Luckily after a few days the consultant had told us it was a miracle my wife was alive, he could not medically explain how she had survived but she did., she was very ill, but she survived, my emotions were overwhelming I was so sad at the loss of my daughter but so happy at the survival of my wife – confusing mix of emotions.

I didn’t take up the councillor that was offered, I wasn’t ready to speak it out loud or truly face what had happened, I was embarrassed in a way of expressing my feelings, being seen to cry, the feeling of helplessness that I felt, I was empty and lost and felt so alone although really I wasn’t I just couldn’t face it, I felt like I was meant to be strong but in all honesty I didn’t know how to be.

Libby would be 18 now, I made some terrible choices whilst dealing with my grief my coping mechanisms were the wrong ones but it has taken me years to see that for myself, I was angry for a while, in denial for a long time and now I feel sadness, the situation is one no one ever expects to face but I am so proud of my wife for her strength and her patience with not only her grief but mine also.

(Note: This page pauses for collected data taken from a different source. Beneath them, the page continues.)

PR #126, opened 2021-06-01
add derive clone to quota structs/types

Simon-Laux:
I think that's the last thing I needed to do in `imap-proto` for get-quota support.

PS: a new 1.14.3 release of imap-proto including this would be awesome :innocent:  :tada:


djc:
Ah, sorry I forgot to merge this!

djc:
Published 0.14.3.

PR #131, opened 2021-07-29
allow status responses to contain no response-text

frankstolle:
As already mentioned in the comments of method resp_text there is the possibility to receive such a response without any text. In that case, it makes sense that the response has no trailing space. 

The Apple iCloud IMAP-servers for example sends a `* BYE\r\n` on logout.


djc:
Thanks!

PR #33, opened 2025-03-25
Implement version command

frelon:
This commit implements the version command in the elemental binary.

The output looks like the following with a git tag and then commit
suffix:

```
make elemental
./elemental version
v0.1.2+g19c84c9
```


fgiudici (approved):
LGTM

Makefile
```diff
@@ -2,6 +2,20 @@ GINKGO?="github.com/onsi/ginkgo/v2/ginkgo"
 
 PKG?=./pkg/...
 
+GO_MODULE ?= $(shell go list -m)
+
+GIT_COMMIT?=$(shell git rev-parse HEAD)
+GIT_COMMIT_SHORT?=$(shell git rev-parse --short HEAD)
+GIT_TAG?=$(shell git describe --candidates=50 --abbrev=0 --tags 2>/dev/null || echo "v0.0.1" )
+VERSION?=$(GIT_TAG)-g$(GIT_COMMIT_SHORT)
```
atanasdinov, line 10: Do we want to use this somewhere?

internal/cli/cmd/version.go
```diff
@@ -21,14 +21,26 @@ import (
 	"fmt"
 
 	"github.com/urfave/cli/v2"
+
+	"github.com/suse/elemental/v3/internal/version"
```
atanasdinov, line 25: The initial idea in mind was for the `cmd` package to never import anything but `urfave/cli` types and functions. This way it seemed cleaner to me. Do we benefit from inlining the action in this module?

internal/version/version.go
```diff
@@ -0,0 +1,53 @@
...
+)
+
+var (
+	version = "v0.0.1"
+	// gitCommit is the git sha1
+	gitCommit = ""
+)
+
+// BuildInfo describes the compile time information.
+type BuildInfo struct {
```
atanasdinov, line 31: Out of curiosity, what do you think about reading this data from the `runtime/debug` package directly?

frelon: I did not find a way to read the tag from `runtime/debug`

internal/cli/cmd/version.go
frelon: Resolved in latest version (removed `internal/version` package)

Makefile
frelon: Good catch, removed :+1:

davidcassany (approved):
LGTM

ipetrov117 (approved):

internal/version/version.go
atanasdinov: This is usually the case because you can have multiple tags on the same commit. I'm good with the simplified version, it's nice!

atanasdinov (approved):

PR #34, opened 2025-03-27
Refactor few details of the utility packages

davidcassany:
This commit refactors some of the utility packages:

* Extends mounter interface to allow listing all mountpoints for a given device. This way we can get all mounted btrfs subvolumes for a given btrfs partition.
* Extends the block device package to also provide the filesystem UUID information for the detected partitions. This way we can easily handle partitions and fstab by UUID.
* Extends disk partitioning package to also include UUID as a parameter for formatting. So we can define UUIDs for filesystem


pkg/sys/mounter/mounter.go
```diff
@@ -17,18 +17,26 @@ limitations under the License.
...
+	// paths. The returned slice does not include the given path.
+	GetMountRefs(pathname string) ([]string, error)
+	// GetMountPoints parses /proc/mounts or equivalent data to fetch all available mountpoints for the given device
+	GetMountPoints(device string) ([]MountPoint, error)
 }
 
-func NewDummyMounter() mount.Interface {
-	return mount.NewFakeMounter([]mount.MountPoint{})
+// MountPoint represents a single line in /proc/mounts or /etc/fstab.
+type MountPoint struct {
```
davidcassany, line 37: Since the interface interacts with this new type the interface definition had to be moved to a separate package to prevent circular dependencies. That's why there is  a nested package in mounter just for the implementation.

pkg/sys/mounter/mounter.go
```diff
@@ -17,18 +17,26 @@ limitations under the License.
...
+type Interface interface {
+	Mount(source string, target string, fstype string, options []string) error
+	Unmount(target string) error
+	// IsMountPoint check /proc/mounts or equivalent data to check if the given path is listed there
+	IsMountPoint(path string) (bool, error)
+	// GetMountRefs finds all mount references to pathname, returning a slice of
+	// paths. The returned slice does not include the given path.
+	GetMountRefs(pathname string) ([]string, error)
+	// GetMountPoints parses /proc/mounts or equivalent data to fetch all available mountpoints for the given device
+	GetMountPoints(device string) ([]MountPoint, error)
```
davidcassany, line 33: This method is not part of the original k8smount interface, hence the mounter implementation required a wrapper type.

pkg/block/lsblk/lsblk.go
```diff
@@ -52,14 +53,15 @@ type jParts []*block.Partition
...
-		FS:              p.FS,
-		Flags:           []string{},
-		MountPoints:     p.MountPoints,
-		Path:            p.Path,
-		Disk:            p.Disk,
-		Name:            p.Name,
+		Label:       p.Label,
+		Size:        uint(p.Size / (1024 * 1024)),
+		FileSystem:  p.FS,
+		UUID:        p.UUID,
```
davidcassany, line 59: This is the filesystem UUID which could be used in fstab as `UUID=afadfa` to indentify the device.

pkg/block/device.go
```diff
@@ -35,14 +35,15 @@ type Device interface {
...
-	Name            string
-	FilesystemLabel string
-	Size            uint
-	FS              string
-	Flags           []string
-	MountPoints     []string
-	Path            string
-	Disk            string
+	Name        string
+	Label       string
```
davidcassany, line 39: Renamed FilesystemLabel to Label as this is the common notation in linux in fstab or kernel args (e.g. `LABEL=SYSTEM`) to identify the target device.

pkg/diskrepart/mkfs.go
```diff
@@ -60,6 +85,10 @@ func (mkfs MkfsCall) buildOptions() ([]string, error) {
 			opts = append(opts, "-n")
 			opts = append(opts, mkfs.label)
 		}
+		if mkfs.uuid != "" {
+			opts = append(opts, "-i")
+			opts = append(opts, strings.Split(mkfs.uuid, "-")[0])
```
davidcassany, line 90: VFat filesyste does not really have UUIDs, however it is a common practice to use the VolumeID as such. The VFat volume ID is represented by 8 hex values, like the first chunk of UUID bytes, so for ease of use, to define the vfat volume ID a valid UUID is required and only the first 8 bytes will be used to defined the volumeID.

fgiudici (approved):

pkg/sys/mounter/mounter.go
davidcassany: This is no longer the case

frelon (approved):

PR #35, opened 2025-03-27
Adds ImageSource type

davidcassany:
This commit adds image source type which is used to handle image sources as uri where the uri scheme defines the source type.

It currently supports oci, dir and raw. For instance:

* "raw:///path/to/image.raw"
* "dir:///path/to/directory/tree"
* "oci://my.registry.org/image:tag"


fgiudici (approved):
Looks good here 👍🏼

PR #36, opened 2025-03-28
Keep the FS interface and vfs together

davidcassany:
This commit moves all FS logic and interface definition to vfs package. This keeps package purpose easier to read and prevents having a sys package with vague purpose.

Sys package is just a collection of certain system utilities and the fact they are interfaces is just an encapsulation to allow easy testing and to enforce a proper encapsulation in code.

We are not aiming to build a sys library that can be imported without forcing to also import specific implementations of the interfaces it uses.


davidcassany:
Rebased

fgiudici (approved):
Looks good here

frelon (approved):

PR #39, opened 2025-04-02
Handle deployment file

davidcassany:
This commit includes utilities to write and read /etc/elemental/deployment.yaml file, which is essentially a serialization of the Deployment struct.

This is helpful for life cycle management to know the details of a current system.

In addition, paritions size type has been changed from int to uint.

### DIFF
--- a/pkg/deployment/deployment.go
+++ b/pkg/deployment/deployment.go
@@ -24,24 +24,28 @@ import (
 	"sort"
 	"strings"
 
+	"sigs.k8s.io/yaml"
+
 	"github.com/suse/elemental/v3/pkg/sys"
 	"github.com/suse/elemental/v3/pkg/sys/vfs"
 )
 
-type MiB int64
+type MiB uint
 
 const (
 	EfiLabel     = "EFI"
 	EfiMnt       = "/boot"
 	EfiSize  MiB = 1024
 
-	RecoveryLabel = "Recovery"
+	RecoveryLabel = "RECOVERY"
 	RecoveryMnt   = "/run/elemental/recovery"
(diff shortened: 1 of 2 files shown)


fgiudici (approved):
LGTM 👍🏼 
Question from a functional PoV: we will have the /etc/elemental/deployment.yaml which looks like a configuration file that can be edited: do we allow editing it? Will it be supported, meaning at OS update time the disk layout could be changed?

davidcassany:
> LGTM 👍🏼 Question from a functional PoV: we will have the /etc/elemental/deployment.yaml which looks like a configuration file that can be edited: do we allow editing it? Will it be supported, meaning at OS update time the disk layout could be changed?

Good point, my idea is that it **cannot** be edited and it is just a place to store the install/upgrade time setup. Probably we could live without to be honest, but then we probably need a way to detect the setup (parse fstab to get UUIDs and RW paths, logic to determine the role of the partition, etc.), just to feed again a deployment struct. See it as the state.yaml file we have in Elemental Toolkit. To make it obvious this is not expected to be touched probably we can consider some different format around it like base64 coding?

davidcassany:
> A banner with "# self-generated, do not edit" and chmod 444 it 🤷🏼 ?

This is a valid an easy first step, I am on it :+1:

dirkmueller (approved):

ldevulder:
> A banner with "# self-generated, do not edit" and chmod 444 it 🤷🏼 ?

Having some kind of checksum as well in the comment to validate the file could be added as well? Without the checksum comment itself of course, to avoid chicken/egg problem :D

PR #45, opened 2025-04-03
Few improvements

davidcassany:
This PR includes few fixes and improvements I spot on while running local tests.

Since most of those are one liner changes I collected them in a single PR in separate commits

### DIFF
--- a/pkg/block/device.go
+++ b/pkg/block/device.go
@@ -86,7 +86,7 @@ func (pl PartitionList) GetByUUID(uuid string) *Partition {
 
 	for _, p := range pl {
 		if p.UUID == uuid {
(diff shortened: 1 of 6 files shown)


dirkmueller (approved):

pkg/block/device.go
```diff
@@ -86,7 +86,7 @@ func (pl PartitionList) GetByUUID(uuid string) *Partition {
 
 	for _, p := range pl {
 		if p.UUID == uuid {
-			return part
+			return p
```
fgiudici, line 89: good catch

fgiudici (approved):
LGTM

We had another little girl Ruby, she was premature being born 2 months early and was born just over a year to the day we lost Libby. Ruby was born on the 20th November. We celebrate both of our daughters in the same month , which I feel has been helpful in healing to some degree as that November month holds some tragic memories but also some amazing ones. My wife being pregnant so soon after the loss of Libby was a total shock and again bought all the feelings of the trauma to the surface during the pregnancy, it was terrifying, but again my wife’s strength through all of this is something I will always admire.

We are now very happy, we have 3 beautiful girls Lia, Libby and Ruby and we got through the most traumatic time in our lives together. They say time is a healer, I don’t know if I agree I would say in time you learn to cope and carry on, Libby will always be remembered , she is my little princess.